Facilitation note: The cognitive payoff of Writer's Studio in an application lesson is transfer — students apply the word-job labeling they practiced in Workshop to their own in-progress writing, making the abstract concept concrete in their letters. At this level, the silent writing block should be 8-10 minutes before coaching begins — students need protected time to draft without interruption. When coaching, focus on the labeling accuracy (n., pron., adj.) rather than the content of the letter — today's stakes are proving word jobs, not storytelling. Some students will write long sentences with many words and then struggle to label all of them — coach by chunking: 'Label the first three words, then we'll do the rest.' The partner-check move in the last 3 minutes activates peer accountability and surfaces labeling disagreements that the navigator can address in Reflection. Don't expect perfection — students are building procedural fluency, and errors are data for the next lesson.
Facilitation insight: The labeling move (writing n., pron., adj. under words) externalizes the student's thinking — the navigator can see exactly where the student's understanding is solid and where it's shaky.

Pillar 5 · Reflection + Preview 8 min

Workshop recap

Today we mixed all the word jobs you've learned — nouns, pronouns, and adjectives — and you proved which word does which job by labeling them in sentences. We also met the idea that every sentence has two sides: the naming side (what the sentence is about) and the telling side (what we are saying about it).

Routine close: Today we asked 'What makes you say that?' about word jobs — you proved which word does which job by naming the evidence, and your letter is stronger for it.

Read aloud

Read aloud one sentence from your letter where you mixed at least two different word jobs — a noun and an adjective, or a pronoun and an adjective. After reading, tell us which word does which job.

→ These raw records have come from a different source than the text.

PR #2014, opened 2024-10-28
Add support for AllVersionsExpiration ilm rule

dhananjaykrutika:
This is a minio-only rule for removing all versions of an object upon expiration. The rule takes two parameters: Days and DeleteMarker.
"Days" indicates the number of days after which the object and all its versions must be expired.
The optional "DeleteMarker" flag indicates that the expiration be applied if the latest version of this object is a delete marker.

These specific changes in minio-go are for consumption by ec in a different PR.

### DIFF
--- a/pkg/lifecycle/lifecycle.go
+++ b/pkg/lifecycle/lifecycle.go
@@ -441,21 +441,18 @@ type AllVersionsExpiration struct {
 	DeleteMarker ExpireDeleteMarker `xml:"DeleteMarker,omitempty" json:"DeleteMarker,omitempty"`
 }
 
-// IsDaysNull returns true if days field is null
-func (e AllVersionsExpiration) IsDaysNull() bool {
+// IsNull returns true if days field is 0
+func (e AllVersionsExpiration) IsNull() bool {
 	return e.Days == 0
 }
 
-func (e AllVersionsExpiration) IsNull() bool {
-	return e.IsDaysNull()
-}
-
-func (ave AllVersionsExpiration) MarshalXML(enc *xml.Encoder, start xml.StartElement) error {
-	if ave.IsNull() {
+// MarshalXML satisfies xml.Marshaler to provide custom encoding
+func (e AllVersionsExpiration) MarshalXML(enc *xml.Encoder, start xml.StartElement) error {
+	if e.IsNull() {
 		return nil
 	}
 	type allVersionsExp AllVersionsExpiration
-	return enc.EncodeElement(allVersionsExp(ave), start)
+	return enc.EncodeElement(allVersionsExp(e), start)
 }
 
 // MarshalJSON customizes json encoding by omitting empty values
--- a/pkg/lifecycle/lifecycle.go
+++ b/pkg/lifecycle/lifecycle.go
@@ -434,12 +434,37 @@ func (de DelMarkerExpiration) MarshalXML(enc *xml.Encoder, start xml.StartElemen
 	return enc.EncodeElement(delMarkerExp(de), start)
 }
 
+// AllVersionsExpiration represents AllVersionsExpiration actions element in an ILM policy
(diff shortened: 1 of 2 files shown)


pkg/lifecycle/lifecycle.go
```diff
@@ -434,12 +434,37 @@ func (de DelMarkerExpiration) MarshalXML(enc *xml.Encoder, start xml.StartElemen
...
+	Days         int                `xml:"Days,omitempty" json:"Days,omitempty"`
+	DeleteMarker ExpireDeleteMarker `xml:"DeleteMarker,omitempty" json:"DeleteMarker,omitempty"`
+}
+
+// IsDaysNull returns true if days field is null
+func (e AllVersionsExpiration) IsDaysNull() bool {
+	return e.Days == 0
+}
+
+func (e AllVersionsExpiration) IsNull() bool {
```
klauspost, line 449: Do we need both?

pkg/lifecycle/lifecycle.go
```diff
@@ -434,12 +434,37 @@ func (de DelMarkerExpiration) MarshalXML(enc *xml.Encoder, start xml.StartElemen
...
 }
 
+// AllVersionsExpiration represents AllVersionsExpiration actions element in an ILM policy
+type AllVersionsExpiration struct {
+	XMLName      xml.Name           `xml:"AllVersionsExpiration" json:"-"`
+	Days         int                `xml:"Days,omitempty" json:"Days,omitempty"`
+	DeleteMarker ExpireDeleteMarker `xml:"DeleteMarker,omitempty" json:"DeleteMarker,omitempty"`
+}
+
+// IsDaysNull returns true if days field is null
```
klauspost, line 444:
```suggestion
// IsDaysNull returns true if days field is 0.
```

pkg/lifecycle/lifecycle.go
```diff
@@ -434,12 +434,37 @@ func (de DelMarkerExpiration) MarshalXML(enc *xml.Encoder, start xml.StartElemen
...
+func (e AllVersionsExpiration) IsDaysNull() bool {
+	return e.Days == 0
+}
+
+func (e AllVersionsExpiration) IsNull() bool {
+	return e.IsDaysNull()
+}
+
+func (ave AllVersionsExpiration) MarshalXML(enc *xml.Encoder, start xml.StartElement) error {
```
klauspost, line 453:
```suggestion
// MarshalXML satisfies xml.Marshaler to provide custom encoding.
func (e AllVersionsExpiration) MarshalXML(enc *xml.Encoder, start xml.StartElement) error {
```
ave -> e below.

pkg/lifecycle/lifecycle.go
klauspost, line 449:
```suggestion
// IsNull returns whether the expiration is enabled.
func (e AllVersionsExpiration) IsNull() bool {
```

pkg/lifecycle/lifecycle.go
```diff
@@ -434,12 +434,37 @@ func (de DelMarkerExpiration) MarshalXML(enc *xml.Encoder, start xml.StartElemen
...
+	if ave.IsNull() {
+		return nil
+	}
+	type allVersionsExp AllVersionsExpiration
+	return enc.EncodeElement(allVersionsExp(ave), start)
```
klauspost, line 458: Why is this cast needed?

klauspost (commented):
A few minor things

pkg/lifecycle/lifecycle.go
klauspost: Ah, to avoid the recursive call 👍🏼

klauspost (approved):
LGTM

harshavardhana (approved):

Navigator names what worked

When you can prove which word does which job, you're not just writing — you're building sentences with intention. The two-sided structure we met is the foundation for every sentence you'll write.

Restate the reminder

By the end of this step you can mix all the word-jobs you've learned, and you've marked the two sides, naming and telling, in three sentences from your own letters.

Preview

If installment closed: Next lesson we meet the verb — the special kind of word that lives on the telling side of every sentence.

If not closed: Finish labeling the word jobs (n., pron., adj.) in the two sentences you started in class. Bring your labeled sentences to the next lesson — we'll use them to meet the verb. → Next lesson we meet the verb — the special kind of word that lives on the telling side of every sentence, and you'll see it in the sentences you labeled at home.